Si è ispirato a Tiziano Terzani per il suo giro del mondo senza aerei e potremmo dire che è l’equivalente, ma on the road, di Simone Paoletti, che per viaggiare in barca a vela ha lasciato la sicurezza, e il lavoro, della terra ferma. Si tratta di Claudio Pelizzeni, ospite il 13 luglio alla rassegna di incontri “Tigulliana Estate 2018”, a Rapallo, dove parlerà del proprio “trip therapy”, il viaggio condotto in mille giorni, quattro anni, attraverso 44 Paesi (che è anche un sito con video blog), che dopo il libro “L’orizzonte un po’ più in là”, è diventato anche un docufilm a puntate, “12 miles to happiness” (clicca qui per il trailer), della regista e produttrice di Lifestills Nicoletta Atzeni. Ce ne parlano Claudio e Nicoletta.
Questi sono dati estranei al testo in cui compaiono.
PR #1081, opened 2020-04-01
Fix device sleep issue for jankbench workload

robF8:
* Sleeping device when waiting for workload to end was causing workload
  to occasionally freeze. Changed device sleep to host sleep.
* Panda dataframe.ix() is deprecated so changed to .loc()

### DIFF
--- a/wa/workloads/jankbench/__init__.py
+++ b/wa/workloads/jankbench/__init__.py
@@ -24,6 +24,7 @@ import threading
 import sqlite3
 import subprocess
 import sys
+import time
 from copy import copy
 
 import pandas as pd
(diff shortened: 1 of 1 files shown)


setrofim:
The sleep on target is quite deliberate -- this allows the workload to be used with simulations, where on-target time might proceed at very different rate from wall-clock time. Could you provided a bit more detail regarding the freezes you're encountering when waiting on target? E.g. is it target specific? does the workload actually freeze, or is it running but the sleep not returning? or does the entire target crash for some reason? etc.

robF8:
It happens on quite a few of the devices, reproducible 100% on a mate20 and pixel 4. I thought it was the sleep not returning properly but now not so sure. The workload just seems to hang after stop_event.set() and self.join() is called in JankbenchRunMonitor::stop() and the logcat stream process isn't being terminated.

marcbonnici:
A few things to check: 
- Is there anything abnormal in the logcat for the device that may indicate the problem? 
- Is this a locally connected device? 
- Are you able to set a breakpoint to determine where the code is getting stuck?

Come mai hai deciso di intraprendere questo viaggio e lasciare il posso fisso?
Lavoravo a Milano come vicedirettore in una banca, ma mi ero reso conto che la vita così mi stava stretta in termini di passioni e felicità e di vivere la vita che si aspettavano gli altri. Così non avendo moglie né figli né animali domestici ho deciso di provare a seguire le mie passioni, prendendo in mano la mia vita.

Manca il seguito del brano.